Je me souviens de Réjean Tremblay, les vendredis, quand finalement il s'assoyait, il pouvait pisser une histoire de 1000 mots en 50 minutes. Quand même...

***

Les 10 années où j'étais chroniqueur judiciaire, j'avais un bureau dans la salle de presse des journalistes au palais de justice. Le plus souvent, je traversais quand même la rue pour venir écrire à La Presse. Pour être au milieu de l'action, pour absorber cette indéfinissable énergie.

Pour être partie de ce brouhaha organisé qui finit par accoucher chaque jour, on ne sait trop comment, d'un livre qui raconte notre monde.

En 131 ans, ce journal a vu passer la machine à écrire, toutes sortes d'ordinateurs et de programmes, nous sommes passés de l'ère industrielle à l'ère informatique, de l'objet d'information manufacturé à l'espace immatériel...

Mais la salle est demeurée.

On peut tous écrire chacun de notre côté, bien entendu, et à la fin, c'est ce qu'on fait chacun à son poste. N'empêche : il y a tout de même une force irremplaçable qui émane de cette mise en commun de talents, de connaissances et d'expériences humaines. De ces échanges aléatoires. Tu vois ça comment ? Lis-moi donc ça... Qu'est-ce que t'en penses ?
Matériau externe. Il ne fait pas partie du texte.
PR #1499, opened 2016-12-14
DDF-2639 Restrict access to updating or creating resource URIs on metacards

ahoffer:
#### What does this PR do?
Allow administrators to allow privileged users to update metacard resource URI or add a resource URI when creating a metacard. 
@brendan-hofmann @mweser @emanns95 @spearskw
@stustison 
@figliold
@stustison
It has been manually tested. 
No.
#### Checklist:
- [x] Documentation Updated
- [x] Change Log Updated
- [x] Update / Add Unit Tests

### DIFF
--- a/catalog/security/catalog-security-resourceplugin/src/main/java/org/codice/ddf/catalog/security/ResourceUriPolicy.java
+++ b/catalog/security/catalog-security-resourceplugin/src/main/java/org/codice/ddf/catalog/security/ResourceUriPolicy.java
@@ -1,0 +1,179 @@
+/**
+ * Copyright (c) Codice Foundation
+ * <p>
+ * This is free software: you can redistribute it and/or modify it under the terms of the GNU Lesser
+ * General Public License as published by the Free Software Foundation, either version 3 of the
+ * License, or any later version.
+ * <p>
+ * This program is distributed in the hope that it will be useful, but WITHOUT ANY WARRANTY; without
+ * even the implied warranty of MERCHANTABILITY or FITNESS FOR A PARTICULAR PURPOSE. See the GNU
+ * Lesser General Public License for more details. A copy of the GNU Lesser General Public License
+ * is distributed along with this program and can be found at
+ * <http://www.gnu.org/licenses/lgpl.html>.
+ */
+package org.codice.ddf.catalog.security;
+
+import static ddf.catalog.Constants.LOCAL_DESTINATION_KEY;
+import static ddf.catalog.Constants.OPERATION_TRANSACTION_KEY;
+
+import java.io.Serializable;
+import java.net.URI;
+import java.util.List;
+import java.util.Map;
+import java.util.NoSuchElementException;
+
+import org.apache.commons.lang3.StringUtils;
+import org.slf4j.Logger;
+import org.slf4j.LoggerFactory;
+
+import ddf.catalog.data.Metacard;
+import ddf.catalog.data.Result;
+import ddf.catalog.operation.OperationTransaction;
+import ddf.catalog.operation.Query;
+import ddf.catalog.operation.ResourceRequest;
+import ddf.catalog.operation.ResourceResponse;
+import ddf.catalog.plugin.PolicyPlugin;
+import ddf.catalog.plugin.PolicyResponse;
+import ddf.catalog.plugin.StopProcessingException;
+import ddf.catalog.plugin.impl.PolicyResponseImpl;
+import ddf.security.permission.Permissions;
+
+/**
+ * Restricts how resource URIs are updated and created.
+ * There are security risk to allowing users to update URIs as well as allowing users to
+ * pass in a URI when the metacard is created.
+ */
+public class ResourceUriPolicy implements PolicyPlugin {
+
+    private static final Logger LOGGER = LoggerFactory.getLogger(ResourceUriPolicy.class);
+
+    private String[] createPermissions;
+
+    private String[] updatePermissions;
+
+    public ResourceUriPolicy() {
+    }
+
+    public ResourceUriPolicy(String[] createPermissions, String[] updatePermissions) {
+        setCreatePermissions(createPermissions);
+        setUpdatePermissions(updatePermissions);
+    }
+
+    @Override
+    public PolicyResponse processPreCreate(Metacard input, Map<String, Serializable> properties)
+            throws StopProcessingException {
+
+        if (!isLocalRequest(properties)) {
+            return new PolicyResponseImpl();
+        }
+
+        if (input.getResourceURI() != null && StringUtils.isNotEmpty(input.getResourceURI()
+                .toString())) {
+            return new PolicyResponseImpl(null,
+                    Permissions.parsePermissionsFromString(getCreatePermissions()));
+        }
+
+        return new PolicyResponseImpl();
+    }
+
+    @Override
+    public PolicyResponse processPreUpdate(Metacard input, Map<String, Serializable> properties)
+            throws StopProcessingException {
+
+        if (!isLocalRequest(properties)) {
+            return new PolicyResponseImpl();
+        }
+
+        PolicyResponseImpl policyResponse = new PolicyResponseImpl(null,
+                Permissions.parsePermissionsFromString(getUpdatePermissions()));
+
+        List<Metacard> previousStateMetacards = ((OperationTransaction) properties.get(
+                OPERATION_TRANSACTION_KEY)).getPreviousStateMetacards();
+
+        Metacard previous;
+        try {
+            previous = previousStateMetacards.stream()
+                    .filter((x) -> x.getId()
+                            .equals(input.getId()))
+                    .findFirst()
+                    .get();
+        } catch (NoSuchElementException e) {
+            LOGGER.debug("Cannot locate metacard {} for update. Applying permissions to the item",
+                    input.getId());
+            return policyResponse;
+        }
+
+        return requiresPermission(input.getResourceURI(), previous.getResourceURI()) ?
+                policyResponse :
+                new PolicyResponseImpl();
+    }
+
+    private boolean isLocalRequest(Map<String, Serializable> properties) {
+        return (boolean) properties.get(LOCAL_DESTINATION_KEY);
+    }
+
+    private boolean requiresPermission(URI input, URI catalog) {
+
+        return !uriToString(input).equals(uriToString(catalog));
+    }
+
+    private String uriToString(URI uri) {
+        return uri == null ? "" : uri.toString();
+    }
+
+    @Override
+    public PolicyResponse processPreDelete(List<Metacard> metacards,
+            Map<String, Serializable> properties) throws StopProcessingException {
+
+        return new PolicyResponseImpl();
+    }
+
+    @Override
+    public PolicyResponse processPostDelete(Metacard input, Map<String, Serializable> properties)
+            throws StopProcessingException {
+        return new PolicyResponseImpl();
+    }
+
+    @Override
+    public PolicyResponse processPreQuery(Query query, Map<String, Serializable> properties)
+            throws StopProcessingException {
+
+        return new PolicyResponseImpl();
+    }
+
+    @Override
+    public PolicyResponse processPostQuery(Result input, Map<String, Serializable> properties)
+            throws StopProcessingException {
+        return new PolicyResponseImpl();
+    }
+
+    @Override
+    public PolicyResponse processPreResource(ResourceRequest resourceRequest)
+            throws StopProcessingException {
+
+        return new PolicyResponseImpl();
+    }
+
+    @Override
+    public PolicyResponse processPostResource(ResourceResponse resourceResponse, Metacard metacard)
+            throws StopProcessingException {
+        return new PolicyResponseImpl();
+    }
+
+    public String[] getCreatePermissions() {
+        return createPermissions == null ? null : createPermissions.clone();
+    }
+
+    public void setCreatePermissions(String[] createPermissions) {
+
+        this.createPermissions = createPermissions == null ? null : createPermissions.clone();
+    }
+
+    public String[] getUpdatePermissions() {
+        return updatePermissions == null ? null : updatePermissions.clone();
+    }
+
+    public void setUpdatePermissions(String[] updatePermissions) {
+        this.updatePermissions = updatePermissions == null ? null : updatePermissions.clone();
+    }
+}
--- a/catalog/security/catalog-security-resourceplugin/src/main/resources/OSGI-INF/blueprint/blueprint.xml
+++ b/catalog/security/catalog-security-resourceplugin/src/main/resources/OSGI-INF/blueprint/blueprint.xml
@@ -1,0 +1,33 @@
+<!--
+/**
+ * Copyright (c) Codice Foundation
+ *
+ * This is free software: you can redistribute it and/or modify it under the terms of the GNU Lesser General Public License as published by the Free Software Foundation, either
+ * version 3 of the License, or any later version.
+ *
+ * This program is distributed in the hope that it will be useful, but WITHOUT ANY WARRANTY; without even the implied warranty of MERCHANTABILITY or FITNESS FOR A PARTICULAR PURPOSE.
+ * See the GNU Lesser General Public License for more details. A copy of the GNU Lesser General Public License is distributed along with this program and can be found at
+ * <http://www.gnu.org/licenses/lgpl.html>.
+ *
+ **/
+-->
+<blueprint xmlns:cm="http://aries.apache.org/blueprint/xmlns/blueprint-cm/v1.1.0"
+           xmlns="http://www.osgi.org/xmlns/blueprint/v1.0.0">
+    <bean id="resourceUriPlugin"
+          class="org.codice.ddf.catalog.security.ResourceUriPolicy">
+        <cm:managed-properties
+                persistent-id="org.codice.ddf.catalog.security.ResourceUriPolicy"
+                update-strategy="container-managed"/>
+        <property name="createPermissions">
+            <array>
+                <value>http://schemas.xmlsoap.org/ws/2005/05/identity/claims/role=guest</value>
+            </array>
+        </property>
+        <property name="updatePermissions">
+            <array>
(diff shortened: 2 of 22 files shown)


catalog/ui/search-ui/standard/pom.xml
```diff
@@ -274,6 +274,18 @@
             </activation>
```
stustison: I don't think you meant to have these doc changes in here. It looks like you're rolling back a patch that was applied yesterday.

distribution/docs/pom.xml
```diff
@@ -57,25 +57,42 @@
                 <activeByDefault>true</activeByDefault>
             </activation>
                 <properties>
+                    <asciidoctor.maven.plugin.version>1.5.3</asciidoctor.maven.plugin.version>
                     <packaging>pom</packaging>
                     <module>docs</module>
                     <skipTests>false</skipTests>
                 </properties>
+                <repositories>
```
stustison: Same with these doc changes.

pom.xml
```diff
@@ -157,11 +158,10 @@
         <ddf-spatial>DDF Spatial</ddf-spatial>
         <ddf-ui>DDF Search UI</ddf-ui>
 
-        <asciidoctor.maven.plugin.version>1.5.3</asciidoctor.maven.plugin.version>
-        <asciidoctorj.version>1.5.4.1</asciidoctorj.version>
-        <asciidoctorj.diagram.version>1.5.0</asciidoctorj.diagram.version>
-        <asciidoctorj.pdf.version>1.5.0-alpha.11</asciidoctorj.pdf.version>
-        <jruby.version>1.7.25</jruby.version>
+        <asciidoctor.maven.plugin.version>1.5.2</asciidoctor.maven.plugin.version>
```
stustison: This should not be changed. You're rolling back a patch that fixed builds in Windows.

catalog/security/catalog-security-resourceplugin/src/main/java/org/codice/ddf/catalog/security/ResourceUriPolicy.java
```diff
@@ -0,0 +1,187 @@
...
+        QueryResponse queryResponse;
+        try {
+            queryResponse = catalogFramework.query(queryRequest);
+        } catch (UnsupportedQueryException | SourceUnavailableException | FederationException e) {
+            throw new RuntimeException(e);
+        }
+
+        List<Result> results = queryResponse.getResults();
+        if (results.isEmpty()) {
+            throw new StopProcessingException("Cannot locate metacard to be updated");
```
figliold: Would it be helpful to have the metacard id in the exception message?

catalog/ui/search-ui/standard/pom.xml
ahoffer: That's weird. I'll check into it.

catalog/security/catalog-security-resourceplugin/src/main/java/org/codice/ddf/catalog/security/ResourceUriPolicy.java
```diff
@@ -0,0 +1,187 @@
...
+                .is()
+                .equalTo()
+                .text(id);
+        Query query = new QueryImpl(filter, 1, 1, null, true, 10000);
+        QueryRequest queryRequest = new QueryRequestImpl(query);
+        QueryResponse queryResponse;
+        try {
+            queryResponse = catalogFramework.query(queryRequest);
+        } catch (UnsupportedQueryException | SourceUnavailableException | FederationException e) {
+            throw new RuntimeException(e);
```
ahoffer: will do

catalog/security/catalog-security-resourceplugin/src/main/resources/OSGI-INF/blueprint/blueprint.xml
```diff
@@ -0,0 +1,43 @@
...
+ *
+ * This program is distributed in the hope that it will be useful, but WITHOUT ANY WARRANTY; without even the implied warranty of MERCHANTABILITY or FITNESS FOR A PARTICULAR PURPOSE.
+ * See the GNU Lesser General Public License for more details. A copy of the GNU Lesser General Public License is distributed along with this program and can be found at
+ * <http://www.gnu.org/licenses/lgpl.html>.
+ *
+ **/
+-->
+<blueprint xmlns:cm="http://aries.apache.org/blueprint/xmlns/blueprint-cm/v1.1.0"
+           xmlns="http://www.osgi.org/xmlns/blueprint/v1.0.0">
+
```
figliold: Is it okay to have these two service references with availability="optional"?

catalog/security/catalog-security-resourceplugin/src/test/java/org/codice/ddf/catalog/security/ResourceUriPolicyTest.java
```diff
@@ -0,0 +1,178 @@
...
+            }
+        };
+
+        policyPlugin.setCreatePermissions(createPermissionsArray);
+        policyPlugin.setUpdatePermissions(updatePermissionsArray);
+        return policyPlugin;
+    }
+
+    private Metacard getMockMetacard(String inputResourceUri) throws URISyntaxException {
+        Metacard inputMetacard = mock(MetacardImpl.class);
```
figliold: Shouldn't you just be able to mock(Metacard.class) instead?

catalog/security/catalog-security-resourceplugin/src/test/java/org/codice/ddf/catalog/security/ResourceUriPolicyTest.java
```diff
@@ -0,0 +1,178 @@
...
+
+        assertThat(itemPolicy.get(key), containsInAnyOrder(value));
+
+    }
+
+    private ResourceUriPolicy getPolicyPlugin(String catalogResourceUri,
+            String[] createPermissionsArray, String[] updatePermissionsArray)
+            throws URISyntaxException, StopProcessingException {
+
+        Metacard catalogMetacard = mock(MetacardImpl.class);
```
figliold: Shouldn't you just be able to mock(Metacard.class) instead?

distribution/docs/src/main/resources/_contents/_plugins/resource-uri-policy-plugin-contents.adoc
```diff
@@ -0,0 +1,18 @@
+==== Resource URI Policy Plugin
+
+The Resource URI Policy Plugin configures the attributes required for users to perform Create, Read, Update, and Delete operations on the catalog.
+
```
figliold: Is this true? Or, does it configure the attributes required to update a metacard's resource uri or create a metacard with a resource uri?

catalog/security/catalog-security-resourceplugin/src/test/java/org/codice/ddf/catalog/security/ResourceUriPolicyTest.java
```diff
@@ -0,0 +1,178 @@
...
+import ddf.catalog.plugin.PolicyResponse;
+import ddf.catalog.plugin.StopProcessingException;
+
+public class ResourceUriPolicyTest {
+
+    private String key;
+
+    @Before
+    public void setUp() throws Exception {
+    }
```
emanns95: Unused, can remove

distribution/docs/src/main/resources/_contents/_plugins/resource-uri-policy-plugin-contents.adoc
brendan-hofmann: It also only applies to Create/Update.

catalog/security/catalog-security-resourceplugin/src/main/java/org/codice/ddf/catalog/security/ResourceUriPolicy.java
```diff
@@ -0,0 +1,187 @@
...
+        }
+    }
+
+    private boolean requiresPermissionsToChangeFrom(URI input, URI catalog) {
+
+        return !uriToString(input).equals(uriToString(catalog));
+    }
+
+    private String uriToString(URI uri) {
+        return uri == null ? "" : uri.toString();
```
brendan-hofmann: Are `null` and `""` really equivalent? If the `resource-uri` is null on the update metacard, won't that have no effect on the existing `resource-uri`?

catalog/security/catalog-security-resourceplugin/src/main/java/org/codice/ddf/catalog/security/ResourceUriPolicy.java
ahoffer: Done.

catalog/security/catalog-security-resourceplugin/src/test/java/org/codice/ddf/catalog/security/ResourceUriPolicyTest.java
ahoffer: That worked. I didn't realize you could mock out interfaces.

distribution/docs/src/main/resources/_contents/_plugins/resource-uri-policy-plugin-contents.adoc
ahoffer: Fixed.

catalog/security/catalog-security-resourceplugin/src/test/java/org/codice/ddf/catalog/security/ResourceUriPolicyTest.java
ahoffer: Done

catalog/security/catalog-security-resourceplugin/src/main/resources/OSGI-INF/metatype/metatype.xml
```diff
@@ -0,0 +1,34 @@
...
+ *
+ **/
+-->
+<metatype:MetaData xmlns:metatype="http://www.osgi.org/xmlns/metatype/v1.0.0">
+
+    <OCD description="Resource URI Policy Plugin"
+         name="Resource URI Policy Plugin"
+         id="org.codice.ddf.catalog.security.ResourceUriPolicy">
+
+        <AD description="Allow users to provide a URI when creating a metacard"
```
ahoffer: Done

catalog/security/catalog-security-resourceplugin/src/test/java/org/codice/ddf/catalog/security/ResourceUriPolicyTest.java
ahoffer: Converted to Metacard

catalog/security/catalog-security-resourceplugin/src/main/java/org/codice/ddf/catalog/security/ResourceUriPolicy.java
ahoffer: I did some testing. Here is what I found:

Setting the `resource-uri` attribute to `null` causes an exception:

```
Caused by: java.lang.NullPointerException
	at ddf.catalog.data.impl.AttributeImpl.getValue(AttributeImpl.java:112)[357:catalog-rest-endpoint:2.10.0.SNAPSHOT]
	at ddf.catalog.data.impl.MetacardImpl.<init>(MetacardImpl.java:163)[357:catalog-rest-endpoint:2.10.0.SNAPSHOT]
	at ddf.catalog.source.solr.SolrCatalogProvider.copyMetacard(SolrCatalogProvider.java:533)
	at ddf.catalog.source.solr.SolrCatalogProvider.lambda$create$0(SolrCatalogProvider.java:292)
```

Removing the `resource-uri` from the map of attributes to update removes the `resource-uri` from the Solr index. To test this I put a breakpoint on line 416 of SolrCatalogProvider and removed the `resource-uri` from the metacard's attributes. 

>  {
>         "metacard-tags_txt":["resource",
>           "VALID"],
>         "resource-download-url_txt":["https://localhost:8993/services/catalog/sources/dib.distribution/443903e2e0c94a7d9ee7fa4cb8e959ed?transform=resource"],
>         "metadata_xml":["</intelProduct>"],
>         "id_txt":"443903e2e0c94a7d9ee7fa4cb8e959ed",
>         "checksum-algorithm_txt":["Adler32"],
>         "resource-size_txt":["7423"],
>         "created_tdt":["2016-12-15T18:24:57.367Z"],
>         "metacard.modified_tdt":["2016-12-15T18:34:20.498Z"],
>         "metacard.created_tdt":["2016-12-15T18:24:57.356Z"],
>         "checksum_txt":["6e2cb1b3"],
>         "title_txt":["PemFile.java.bava"],
>         "modified_tdt":["2016-12-15T18:34:20.677Z"],
>         "lux_xml":"A==",
>         "metacard_type_name_txt":["common"],
>         "metacard_type_obj": [],
>         "_version_":1553808126885494784}

The results are that if the `resource-uri` attribute is missing from the update request, or the value of the `resource-uri` attribute is null, the `resource-uri` of the metacard will be altered. Therefore, the user should have the correct privileges to update the `resource-uri` if that attribute is missing or if the attribute's value is null.

The conclusion is that an update missing the `resource-uri` attribute should be treated as an update and require permission. The same is true if the attribute is present, but it's value is null, however, an exception will be generated that prevents the update from being written to the Solr index.

brendan-hofmann: Good science. I agree with your conclusions. 👍

ahoffer:
This PR causes a race condition to happen in several itests. Prior to this PR, the update process did not retrieve the existing metacard from the catalog and compare its values to the values sent with the update. 

Different itests now fail, or sometimes do not fail with the message:

ddf.catalog.plugin.StopProcessingException: Cannot locate metacard to update, ID=2014ca7f59ac46f495e32b4a67a51290

The most likely explanation is the itest creates a metacard and then immediately tries to update it, before the metacard is fully in the catalog. I have seen several tests fail. For example, two tests failed in FanoutTest, but passed on the next run. In the Bamboo build, the test TestRegistryMethod.testCswRegistryStoreUpdate failed, something that never happened in my local tests.

Trying to patch every itests that creates and then updates metacard is difficult and it is easy to miss places where this happens. I think the best solution it to put a retry in the method that, as part of the update, retrieves the metacard from the catalog.

catalog/security/catalog-security-resourceplugin/src/main/java/org/codice/ddf/catalog/security/ResourceUriPolicy.java
```diff
@@ -0,0 +1,200 @@
...
+    public String[] getUpdatePermissions() {
+        return updatePermissions == null ? null : updatePermissions.clone();
+    }
+
+    public void setUpdatePermissions(String[] updatePermissions) {
+        this.updatePermissions = updatePermissions == null ? null : updatePermissions.clone();
+    }
+
+    protected Metacard getMetacardFromCatalog(String id) throws StopProcessingException {
+        Filter filter = filterBuilder.attribute(Metacard.ID)
```
clockard: You shouldn't need to query the catalog on an update. The metacard(s) getting updated have all ready been pulled from the catalog and stored in passed in properties under the key Constants.OPERATION_TRANSACTION_KEY. The OperationTransaction object holds the current metacards.

catalog/security/catalog-security-resourceplugin/src/main/java/org/codice/ddf/catalog/security/ResourceUriPolicy.java
```diff
@@ -0,0 +1,200 @@
...
+
+    private CatalogFramework catalogFramework;
+
+    private FilterBuilder filterBuilder;
+
+    @Override
+    public PolicyResponse processPreCreate(Metacard input, Map<String, Serializable> properties)
+            throws StopProcessingException {
+
+        if (input.getResourceURI() != null && StringUtils.isNotEmpty(input.getResourceURI()
```
clockard: For all each of the PolicyPlugin methods you are going to want to check if the request is local. If the change is not local then I don't think this plugin needs to do anything. `Requests.isLocal(properties) ` should return true if it is a local request.

catalog/security/catalog-security-resourceplugin/src/main/resources/OSGI-INF/blueprint/blueprint.xml
clockard: should be able to remove both from the blueprint once the plugin is updated to use the OperationTransaction instead of querying for the metacard.

distribution/test/itests/test-itests-ddf/src/test/java/ddf/test/itests/catalog/TestRegistry.java
```diff
@@ -13,6 +13,7 @@
  */
```
ahoffer: My code formatter was to "reorganize", so the file diff looks chopped-up. Something about my PR changes the runtime environment enough so that these tests fail, unless you set a breakpoint somewhere. In debug mode, the tests pass. A ticket was created for this issue by @vinamartin (DDF-2670).

catalog/security/catalog-security-resourceplugin/src/main/java/org/codice/ddf/catalog/security/ResourceUriPolicy.java
```diff
@@ -0,0 +1,179 @@
...
+                    input.getId());
+            return policyResponse;
+        }
+
+        return requiresPermission(input.getResourceURI(), previous.getResourceURI()) ?
+                policyResponse :
+                new PolicyResponseImpl();
+    }
+
+    private boolean isLocalRequest(Map<String, Serializable> properties) {
```
clockard: Is there a reason you created this method instead of directly using `Requests.isLocal(Map<String, Serializable> props)`

distribution/test/itests/test-itests-ddf/src/test/java/ddf/test/itests/catalog/TestRegistry.java
clockard: This is kind of concerning that we are removing all of these registry itests.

Tout d'un coup quelqu'un éternue et, selon une tradition bien établie, au moins 20 personnes à l'autre bout de la salle font un énorme « heeeeey ! » en forme de reproche comme si on interrompait l'orchestre.

***

On a vu des guerres se déclarer, des référendums, des poursuites à CNN, des attentats, des écrasements d'avion.

Je me souviens du jour d'octobre où il fallait faire un numéro sur l'écrasement d'Egypt Air, dans lequel est mort Claude Masson, notre rédacteur en chef.

Je me souviens d'arriver dans la salle après l'écrasement du deuxième avion au World Trade Center. Philippe Cantin qui nous réunit tous, un journal imprimé à 13 h, avant de sauter en voiture et de partir vers les États-Unis.

Il y a eu quelques engueulades derrière des portes mal fermées ou en plein milieu de la salle, il y a eu des empoignades, il y a eu des pleurs.

Faut pas exagérer la métaphore de la grande famille, mais tout de même, on se connaît un peu, pas mal. Et il me semble que comme groupe d'êtres humains qui ne se sont pas choisis, pour vous résumer ça vite fait, on s'entend un peu au-dessus de la moyenne, des fois même on s'aime.

Me revient le jour d'octobre où la plus belle fille et la plus gentille qu'on ait vu entrer à La Presse est arrivée. J'étais assis juste derrière. Je m'en souviens, on a fait trois enfants ensemble.

Demain, j'entrerai dans la nouvelle salle et j'ouvrirai mes boîtes qu'on aura déménagées. J'emporte avec moi tout le reste, tout ce qui n'y entre pas.